NVIDIA Volta and the V100: Tensor Cores Arrive

In May 2017 NVIDIA introduced the Volta architecture and its flagship data-center GPU, the Tesla V100, announced at the company’s GTC conference. The defining feature was the Tensor Core, a new kind of execution unit built specifically to accelerate the dense matrix multiplications at the heart of deep learning. Each Tensor Core performs a small matrix multiply-accumulate in mixed precision, taking 16-bit inputs and accumulating in 32-bit, which dramatically raises throughput for neural network training and inference compared with the general-purpose floating-point units used before.

The V100 packed 21 billion transistors and paired its Tensor Cores with high-bandwidth HBM2 memory and NVLink interconnect for fast GPU-to-GPU communication. NVIDIA reported large speedups for training, and the chip became the workhorse behind a generation of landmark models. The same year, NVIDIA’s mixed precision training research showed how to exploit these cores at full accuracy, turning the hardware feature into a practical recipe.

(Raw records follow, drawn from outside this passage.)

PR #1158, opened 2016-08-26
SSVD-2534 Set temperature unit/scale when sending temperature events

mrobinet:
When sending temperature events, we need to ensure that the unit is also set. This allows us to better handle when the temperature scale is changed for a the location as we are capturing what the scale was when the event occurred.

@mrnohr made changes to update device tiles appropriately, providing the unit is capture on the events. See SSVD-2534 for related PR.

### DIFF
--- a/devicetypes/smartthings/ecobee-thermostat.src/ecobee-thermostat.groovy
+++ b/devicetypes/smartthings/ecobee-thermostat.src/ecobee-thermostat.groovy
@@ -152,11 +152,11 @@ def generateEvent(Map results) {
 				sendValue =  location.temperatureScale == "C"? roundC(sendValue) : sendValue
 				isChange = isTemperatureStateChange(device, name, value.toString())
 				isDisplayed = isChange
-				event << [value: sendValue, isStateChange: isChange, displayed: isDisplayed]
+				event << [value: sendValue, unit: temperatureScale, isStateChange: isChange, displayed: isDisplayed]
 			}  else if (name=="maxCoolingSetpoint" || name=="minCoolingSetpoint" || name=="maxHeatingSetpoint" || name=="minHeatingSetpoint") {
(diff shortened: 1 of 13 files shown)


mrnohr:
Do we need to make the changes for heatingSetpoint and coolingSetpoint? We only look for temperature events on the platform.

mrobinet:
Yeah, perhaps something more generic and not based on attribute name at all. 

`unit == CELSIUS || unit == FAHRENHEIT`

mrnohr:
👍

devicetypes/smartthings/ecobee-thermostat.src/ecobee-thermostat.groovy
```diff
@@ -235,8 +235,8 @@ void setHeatingSetpoint(setpoint) {
 
 	def sendHoldType = holdType ? (holdType=="Temporary")? "nextTransition" : (holdType=="Permanent")? "indefinite" : "indefinite" : "indefinite"
 	if (parent.setHold(heatingValue, coolingValue, deviceId, sendHoldType)) {
-		sendEvent("name":"heatingSetpoint", "value":heatingSetpoint)
-		sendEvent("name":"coolingSetpoint", "value":coolingSetpoint)
+		sendEvent("name":"heatingSetpoint", "value":heatingSetpoint, "unit":location.temperatureScale)
+		sendEvent("name":"coolingSetpoint", "value":coolingSetpoint, "unit":location.temperatureScale)
```
workingmonk, line 239: why not sure `"unit": temperatureScale` for consistency? or is there a different reason for using location.temperatureScale?

mrobinet: I did it mostly because it was consistent with the rest of the references here. Look at lines 233 and 234 just above this.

Volta marked a turning point in how AI accelerators are designed: rather than treating deep learning as just another workload for graphics chips, NVIDIA began carving out dedicated silicon for it. For a business reader, the V100 and its Tensor Cores are where the GPU stopped being a repurposed graphics card and became a purpose-built AI engine, a design philosophy every later NVIDIA data-center chip has extended.